8.6.4 documents asInit(), so should mention asShutdown() nearby.
15.8.1 documents dbCaLinkInit(), so should mention dbCaShutdown(). Mea
culpa that it doesn't cover dbCaRun() or dbCaPause(), although they are
mentioned in section 7.
17.3 documents scanInit(), so should mention scanShutdown() nearby.
10.5 documents errlogInit(), so should mention errlogShutdown() nearby.

> Base development and internal APIs are not supposed to be covered by
> this document, correct?

Maybe, but as demonstrated above the documentation already covers
several internal APIs. If we don't modify those sections when we're
updating the code, the existing docs could start to contain wrong
information, which is a Bad Thing™ and may lead to Broken Window Syndrome.

--
Advertising may be described as the science of arresting the human
intelligence long enough to get money from it. -- Stephen Leacock

On 12/04/2013 04:56 AM, Ralph Lange wrote:
>> Too much work?
>
> If you think further, that becomes a major design change of iocCore.

I agree; maybe a Codeathon project for someone to look at?

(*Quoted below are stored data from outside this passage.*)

PR #554, opened 2026-05-19
Counterproof: Authenticate bridge proof txn 

MdTeach:
## Description
* In the counterproof statement add bridge proof transaction authentication
* Add unit tests for the counterproof statement

### Type of Change

- [ ] Documentation update
- [ ] Refactor
- [x] New or updated tests
- [ ] Dependency Update


MdTeach:
@codex review

crates/proofs/bridge-counterproof/src/statements.rs
```diff
@@ -1,20 +1,27 @@
...
-    genesis::{BridgeCounterproofGenesis, load_genesis},
+    genesis::BridgeCounterproofGenesis,
     types::{CounterproofInput, CounterproofOutput},
 };
 
 /// Native entry point: loads genesis and runs the counterproof.
 #[cfg(not(target_os = "zkvm"))]
 pub fn process_counterproof(zkvm: &impl ZkVmEnv) {
-    let genesis = load_genesis();
+    let genesis = crate::genesis::load_genesis();
```
Rajil1213: Why the absolute path?

crates/proofs/bridge-counterproof/src/statements.rs
```diff
@@ -65,17 +81,70 @@ fn process_counterproof_inner(zkvm: &impl ZkVmEnv, genesis: &BridgeCounterproofG
...
+    let (internal_key, _parity) = operator_pubkey
+        .to_xonly_public_key()
+        .add_tweak(SECP256K1, &game_tweak)
+        .expect("tweak addition only fails for hostile operator keys");
+
+    // Single-leaf tap tree, so the merkle root is just the leaf hash.
+    let leaf_script = contest_proof_timelocked_leaf(n_of_n_pubkey, proof_timelock);
+    let merkle_root: TapNodeHash =
+        TapLeafHash::from_script(&leaf_script, LeafVersion::TapScript).into();
+    let (output_key, _parity) = internal_key.tap_tweak(SECP256K1, Some(merkle_root));
```
Rajil1213: Assuming this logic will be eventually refactored so that we only do this via the connectors.

crates/proofs/bridge-counterproof/src/statements.rs
```diff
@@ -65,17 +81,70 @@ fn process_counterproof_inner(zkvm: &impl ZkVmEnv, genesis: &BridgeCounterproofG
...
+
+    // Without this, an attacker could swap in a signature the operator made for
+    // some unrelated taproot output.
+    assert_eq!(
+        prevouts[0].script_pubkey,
+        ScriptBuf::new_p2tr_tweaked(output_key),
+        "prevouts[0] is not the ContestProofConnector output for this operator + game_idx",
+    );
```
Rajil1213: Can you explain this a bit more? The `msg` that we verify against already encodes the script pubkey in it. So there should not be any way for an operator to "fake" a signature corresponding to the tweaked operator pubkey.

crates/proofs/bridge-counterproof/src/statements.rs
```diff
@@ -65,17 +81,70 @@ fn process_counterproof_inner(zkvm: &impl ZkVmEnv, genesis: &BridgeCounterproofG
...
+fn contest_proof_timelocked_leaf(
+    n_of_n_pubkey: &BitcoinXOnlyPublicKey,
+    proof_timelock: bitcoin::relative::Height,
+) -> ScriptBuf {
+    script::Builder::new()
+        .push_slice(n_of_n_pubkey.to_xonly_public_key().serialize())
+        .push_opcode(opcodes::all::OP_CHECKSIGVERIFY)
+        .push_sequence(Sequence::from_height(proof_timelock.value()))
+        .push_opcode(opcodes::all::OP_CSV)
+        .into_script()
```
Rajil1213: This too should only be constructed via the `connectors` crate.

crates/connectors/src/timelocked.rs
```diff
@@ -200,6 +200,11 @@ impl ContestProofConnector {
         Scalar::from_be_bytes(tweak_bytes)
             .expect("the game index must be less than the secp curve order")
     }
+
+    /// Returns the P2TR output key.
+    pub fn output_key(&self) -> bitcoin::key::TweakedPublicKey {
```
Rajil1213, line 205: Nit: Import this at the top and replace with:

```suggestion
    pub fn output_key(&self) -> TweakedPublicKey {
```

Rajil1213: Looks like this is already done.

crates/proofs/bridge-counterproof/src/statements.rs
```diff
@@ -65,17 +84,48 @@ fn process_counterproof_inner(zkvm: &impl ZkVmEnv, genesis: &BridgeCounterproofG
...
+/// the `ContestProofConnector` output key and verifying against it.
+fn verify_operator_signature(
+    tx: &Transaction,
+    prevouts: &[TxOut],
+    operator_pubkey: &BitcoinXOnlyPublicKey,
+    game_idx: NonZero<u32>,
+    n_of_n_pubkey: &BitcoinXOnlyPublicKey,
+    proof_timelock: relative::Height,
 ) {
+    let wit_elem = tx.input[0]
```
Rajil1213: Flagged by local codex run:

There is no guarantee that the proof transaction will have the operator signature on the first input -- it is just a transaction that spends a fixed output of the claim transaction. So we need to either iterate through all the inputs to find the right prevout (via the script pubkey) or supply the input index and check whether it matches the expected script pubkey.

Rajil1213 (changes requested):
There is just one blocker. The rest are nits/questions.

crates/connectors/src/timelocked.rs
```diff
@@ -201,12 +196,35 @@ impl ContestProofConnector {
...
+        let leaf = timelocked_leaf_script(n_of_n_pubkey, proof_timelock);
+        let merkle_root: TapNodeHash =
+            TapLeafHash::from_script(&leaf, LeafVersion::TapScript).into();
+        internal_key.tap_tweak(SECP256K1, Some(merkle_root)).0
     }
 }
 
+/// Builds the timelocked tap-leaf script shared by every timelocked connector
+/// variant.
+fn timelocked_leaf_script(timelocked_key: XOnlyPublicKey, timelock: relative::Height) -> ScriptBuf {
```
uncomputable: This breaks encapsulation of the connectors. We should never expose the `ScriptBuf` unless we absolutely have to. I will continue reviewing to see how this is used.

uncomputable: Also, "the timelocked connectors" is a category that doesn't really exist in the code. It's an implementation detail because these connectors have been derived from the same macro, and because they live in the same file, but there is no semantic connection via a trait or something like that.

crates/proofs/bridge-counterproof/src/statements.rs
uncomputable: True but also false: The bridge proof transaction spec mandates that the first txin must spend the contest-proof connector. Otherwise the bridge proof transaction is malformed, which leads to a valid counterproof.

crates/connectors/src/timelocked.rs
```diff
@@ -201,12 +196,35 @@ impl ContestProofConnector {
             .expect("the game index must be less than the secp curve order")
     }
 
-    /// Returns the P2TR output key.
-    pub fn output_key(&self) -> bitcoin::key::TweakedPublicKey {
-        self.spend_info().output_key()
+    /// Computes the P2TR output key without constructing a connector.
+    pub fn output_key(
```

> That would be a lot of work. But I like the idea.

I created a Blueprint on LP to keep the idea alive.

--
Advertising may be described as the science of arresting the human
intelligence long enough to get money from it. -- Stephen Leacock

So, where to go with this from here?

My preference would be to look further at the epicsExitCallAtExits() solution, instead of adding all the public Shutdown routines (which also reduces the documentation changes needed). Maybe we could add a global flag to epicsExit.c which the registered routines can check to decide whether they need to do a full clean-up ready for a restart, or just a quick shutdown (I want to avoid them all wasting time freeing memory if the process is about to exit or VxWorks is about to reboot).

epicsExitCallAtExits() is not currently re-usable, but can be made so relatively easily, I have the necessary changes here.

I've added epicsThreadOnceReset() to provide a safe way to reset once flags.

Also I introduce dbUnitTest.h to provide the boilerplate which unittests running in an IOC should use.

Where are we on this?

I would like to get this branch into a mergeable state, but I have lost track a bit, and I'm not sure about the line between long-term goals and mandatory features for this to be merged.

OK ... I think hiding the additional shutdown calls is what is left to do. I will

- move the various init*Sup() and related routines to ioc/db/dbInit.c
- create a private header dbInit.h
- call appropriately from iocInit.c and dbUnitTest.c through the dbInit.h API

- document dbUnitTest.h

That will not preclude us from doing more sophisticated module start/shutdown management later on, and be sufficient for the merge.

Correct?

Just merged the replacement ioc-shutdown2 branch, this merge is no longer applicable.